**WHAT IS REQUIRED**. Look through the entries below and count the lines with "used" in them; the reply is the number alone.
++++
PR #750, opened 2022-07-07
fix: Escape configuration download URL path and support '.' in parameter

alfrunes:
Changelog: Title
Ticket: MEN-5712

### DIFF
--- a/api/http/routing.go
+++ b/api/http/routing.go
@@ -17,6 +17,7 @@ package http
 import (
 	"context"
 	"encoding/base64"
+	"net/url"
 	"strings"
 	"time"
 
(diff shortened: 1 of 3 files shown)


alfrunes:

api/http/routing.go
```diff
@@ -42,45 +43,45 @@ const (
 	ApiUrlManagementArtifacts           = ApiUrlManagement + "/artifacts"
 	ApiUrlManagementArtifactsList       = ApiUrlManagement + "/artifacts/list"
 	ApiUrlManagementArtifactsGenerate   = ApiUrlManagement + "/artifacts/generate"
-	ApiUrlManagementArtifactsId         = ApiUrlManagement + "/artifacts/:id"
-	ApiUrlManagementArtifactsIdDownload = ApiUrlManagement + "/artifacts/:id/download"
+	ApiUrlManagementArtifactsId         = ApiUrlManagement + "/artifacts/#id"
```
tranchitella, line 46: Do we really need to move all placeholder prefix from the colon to the sharp?

alfrunes: For the [go-json-rest](https://pkg.go.dev/github.com/ant0ine/go-json-rest/rest#Route) package, using colon for path parameters means that it will parse up to the next `/` or `.` in the matching string, whereas the sharp `#` will treat the `.` as part of the path parameter which is what we want in all cases anyway.

tranchitella: oh, man, I didn't know it

kjaskiewiczz (approved):

kjaskiewiczz:
@alfrunes @tranchitella should we have a follow up task to change `:` to `#` in other services which are using go-json-rest?

PR #762, opened 2022-08-11
feat(bootstrap-artifact): Support for empty Artifacts

lluiscampos:
Amends commit 4f879a551de08cf1d7896de521950aaafa81ad30

Modify ArtifactUpdateTypeInfo struct and corresponding API spec to
accept either nil or string for type.

Implemented acceptance tests to cover basic operations with bootstrap
Artifacts.

Ticket: MEN-2583
Changelog: ArtifactTypeInfo object returned in `/artifacts` or
`/deployments/releases` can now return `nil` as its type. This would be
the case for bootstrap Artifacts.

### DIFF
--- a/model/update.go
+++ b/model/update.go
@@ -1,4 +1,4 @@
-// Copyright 2019 Northern.tech AS
+// Copyright 2022 Northern.tech AS
 //
 //    Licensed under the Apache License, Version 2.0 (the "License");
 //    you may not use this file except in compliance with the License.
@@ -18,7 +18,7 @@ import "time"
 
 // Type info structure
 type ArtifactUpdateTypeInfo struct {
-	Type string `json:"type" valid:"required"`
+	Type *string `json:"type" valid:"required"`
 }
 
 // Update file structure
--- a/tests/common.py
+++ b/tests/common.py
@@ -1,5 +1,5 @@
 #!/usr/bin/python
-# Copyright 2021 Northern.tech AS
+# Copyright 2022 Northern.tech AS
 #
 #    Licensed under the Apache License, Version 2.0 (the "License");
 #    you may not use this file except in compliance with the License.
@@ -23,6 +23,8 @@ import string
 import json
 import pytest
 import minio
+
+from typing import List
 
 from hashlib import sha256
 from contextlib import contextmanager
@@ -113,7 +115,9 @@ def artifact_from_raw_data(data):
 
 
 @contextmanager
-def artifact_from_data(name="foo", data=None, devicetype="hammer"):
+def artifact_rootfs_from_data(
+    name: str = "foo", data: bytes = None, devicetype: str = "hammer"
+):
     with tempfile.NamedTemporaryFile(prefix="menderout") as tmender:
         logging.info("writing mender artifact to temp file %s", tmender.name)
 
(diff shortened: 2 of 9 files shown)


tests/tests/test_artifact.py
```diff
@@ -113,8 +114,8 @@ def test_artifacts_valid(self):
             update = res.updates[0]
             assert len(update.files) == 1
             uf = update.files[0]
-            assert uf.size == len(data)
-            assert uf.checksum
+            assert uf["size"] == len(data)
+            assert uf["checksum"]
```
lluiscampos, line 118: The fact that I had to modify these in the existing tests make me suspect that the changes I made in the API spec are wrong. Please look at it carefully.

lluiscampos:
@mender-test-bot start pipeline slow :snail:

tests/common.py
```diff
@@ -113,7 +113,7 @@ def artifact_from_raw_data(data):
 
 
 @contextmanager
-def artifact_from_data(name="foo", data=None, devicetype="hammer"):
+def artifact_rootfs_from_data(name="foo", data=None, devicetype="hammer"):
```
MaciejTe, line 116: nit: please add typing info :)

tests/common.py
```diff
@@ -140,6 +140,35 @@ def artifact_from_data(name="foo", data=None, devicetype="hammer"):
                 yield fa
 
 
+@contextmanager
+def artifact_bootstrap_from_data(
+    name="foo", devicetype="hammer", provides=[], clears_provides=[]
```
MaciejTe, line 145: nit: please add typing info :)

tests/common.py
```diff
@@ -140,6 +140,35 @@ def artifact_from_data(name="foo", data=None, devicetype="hammer"):
...
+):
+    with tempfile.NamedTemporaryFile(prefix="menderout") as tmender:
+        logging.info("writing mender artifact to temp file %s", tmender.name)
+
+        cmd = (
+            'mender-artifact write bootstrap-artifact --device-type "{}" '
+            '--artifact-name "{}" --output-path "{}" {} {}'.format(
```
MaciejTe, line 152: nit: please use modern python f-strings instead of .format

MaciejTe: update: also below .format is used

tests/tests/test_artifact.py
```diff
@@ -159,6 +160,80 @@ def test_artifacts_valid(self):
             else:
                 raise AssertionError("expected to fail")
 
+    @pytest.mark.usefixtures("clean_minio", "clean_db")
```
MaciejTe, line 163: Nice!

tests/tests/test_artifact.py
```diff
@@ -159,6 +160,80 @@ def test_artifacts_valid(self):
...
+    def test_artifacts_bootstrap_valid(self):
+        artifact_name = str(uuid4())
+        description = "description for foo " + artifact_name
```
MaciejTe, line 166: nit: f-string might be used here

MaciejTe (approved):

tests/tests/test_artifact.py
alfrunes: @lluiscampos The keyword `oneOf` is not in the Swagger 2.0 specification. I don't think Swagger is rich enough to express the desired API.

lluiscampos: As discussed privately, I will revert the API spec change and workaround it in the tests.

lluiscampos: Done.

lluiscampos:
@mender-test-bot start pipeline --fast :fast_forward:

model/update.go
```diff
@@ -18,7 +18,7 @@ import "time"
 
 // Type info structure
 type ArtifactUpdateTypeInfo struct {
-	Type string `json:"type" valid:"required"`
+	Type *string `json:"type" valid:"required"`
```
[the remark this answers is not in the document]
lluiscampos: I experimented a bit with this. It is "required" in the sense that it will always be there when parsing the Mender Artifact. Is only that its value is `nil`. That is why I ended up leaving it.

PR #763, opened 2022-08-18
feat: omit configuration values in the deployment details

tranchitella:
Configuration settings can contain sensitive values. Therefore, we mask
the values to limit the reask of leaking secrets through the deployments
APIs.

Changelog: Title
Ticket: None

### DIFF
--- a/model/configuration_deployment.go
+++ b/model/configuration_deployment.go
@@ -1,4 +1,4 @@
-// Copyright 2021 Northern.tech AS
+// Copyright 2022 Northern.tech AS
 //
 //    Licensed under the Apache License, Version 2.0 (the "License");
 //    you may not use this file except in compliance with the License.
@@ -21,6 +21,11 @@ import (
 
 	validation "github.com/go-ozzo/ozzo-validation/v4"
++++
**SOLUTION BELOW**. 2